# Lucid Dreaming > Lucid Experiences >  >  Triple Dream/Lucid

## 2Worlds

Hello, 

    I am new to these forums. 'll keep this brief as on occasion I  find that listening to the details of other peoples dreams can be tedious.

  I have had lucid dreams on and off for twenty years now, they spike and tend to cluster. I've also had dreams on a metaphysical level that I still have yet to work through and come to terms with.  There is more but I promised to keep this brief. One last thing I feel is important to mention about me.. I hate the word psychic, intuitive is a better description of me (energy-frequency-resonence).  the intent of this paragraph is to lay a foundation.

  Now.... I've had a dream within a dream on numerous  occasions, some lucid some not.

     Last night was my 1st experience with  a "triple" dream.  3 layered dreams with the 3rd (bottom dream) a nightmare and lucid... I was aware and controlling that bottom dream as best I could from the second or middle dream. 
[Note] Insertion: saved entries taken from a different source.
PR #718, opened 2019-09-20
Change AttachmentType to use Cows instead

ikkerens:
This PR actually consists of three changes to make AttachmentType significantly more useable and (when done properly) significantly more efficient.

- AttachmentType variants that used a tuple before now use a struct with named fields, making the code more self-documenting.
- AttachmentType variants that needed a filename now use String instead of &str, preventing a `.to_string()` call later on and giving the end library user the responsibility (which in turn also prevents any potential lifetime pitfalls)
- AttachmentType Bytes now uses a `std::borrow::Cow` instead of a lifetimed-borrow. When uploading attachments it is not always desirable to pass a reference due to the way people structure their applications, especially as later on when actually sending the attachment the reference is copied by calling `to_vec`. Using a cow annihilates this completely because using `Cow::Owned::into_owned()` is a no-op, thus preventing a potential copy of up to 50MB.

It's worth noting that this is definitely a breaking change (hence the next branch), but with some potential huge gains.

### DIFF
--- a/src/http/client.rs
+++ b/src/http/client.rs
@@ -1456,16 +1456,16 @@ impl Http {
         for file in files {
 
             match file.into() {
-                AttachmentType::Bytes((bytes, filename)) => {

   I would like to share more but I don't have time. I wanted to get this post up while the emotions are still raw and before I change my mind.
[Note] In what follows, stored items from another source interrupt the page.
PR #724, opened 2019-09-26
Interpret doc-comments as the description attribute

### LINKED ISSUE #723: Bring #[description] in line with rust's #[doc]
Rust's doc attribute can be used multiple times to add newlines without awkwardly splitting the strings over newlines:
```rust
#[doc = "This is"]
#[doc = " a "]
#[doc = "doc comment"]
```
is equivalent to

  Anyone else have this happen? Please don't one up me with a quadruple dream, this is a lot to absorb.. : )  Best.

----------


## DILDo

I remember seeing someone post that it is impossible to have layered dreams like that. It may appear, but you cant "fall asleep while you're dreaming". Though I do wish that was true though cause that would be badass. ;]

----------


## cytotoxicT

I have dreams within dreams all the time. Often when I am trying to DEILD, I will have false awakenings and just try to fall back asleep immediately. I then feel a transition into a new dream (vibrations, ect.), and after awhile I can "awaken" back into the original FA with the same DCs and environment. 
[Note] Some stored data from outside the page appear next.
PR #742, opened 2019-11-19
Cover all error cases for audit log deserialization

ikkerens:
Continuation of #741 

Previous PR did not cover all cases of this error, seeing as serde has different ways to do things in some cases.
(The madness that is serde does not help my sanity)

### DIFF
--- a/src/model/guild/audit_log.rs
+++ b/src/model/guild/audit_log.rs
@@ -454,7 +454,7 @@ impl<'de> Deserialize<'de> for AuditLogs {
                             users = Some(map.next_value::<Vec<User>>()?);
                         }
                         Ok(None) => break, // No more keys
-                        Err(e) => if format!("{}", e).contains("unknown field") {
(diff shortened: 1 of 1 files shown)


src/model/guild/audit_log.rs
```diff
@@ -454,7 +454,7 @@ impl<'de> Deserialize<'de> for AuditLogs {
                             users = Some(map.next_value::<Vec<User>>()?);
                         }
                         Ok(None) => break, // No more keys
-                        Err(e) => if e.description().contains("unknown field") {
+                        Err(e) => if format!("{}", e).contains("unknown field") {
```
arqunis: nitpick:
```suggestion
                        Err(e) => if e.to_string().contains("unknown field") {
```
Implementors of `Display` get a free `ToString` implementation that is equivalent to the `format!` macro here.

arqunis (changes requested):

arqunis (approved):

Three dreams seems pretty cool. I would like to hear the longer story. What do you mean you were aware and controlling the bottom dream from the others? Could you control your body in multiple dreams?  ::shock::

----------


## Puffin

I've had some non-lucids where I've been half-awake and experiencing a 'dream' in my vision, controlling it while maintaining awareness of what was around me. I think it's similar to what you've described, but it didn't feel like another dream entirely, just a situation where it seems like a separate, deeper dream.

----------


## 2Worlds

> I have dreams within dreams all the time. Often when I am trying to DEILD, I will have false awakenings and just try to fall back asleep immediately. I then feel a transition into a new dream (vibrations, ect.), and after awhile I can "awaken" back into the original FA with the same DCs and environment. 
> 
> Three dreams seems pretty cool. I would like to hear the longer story. What do you mean you were aware and controlling the bottom dream from the others? Could you control your body in multiple dreams?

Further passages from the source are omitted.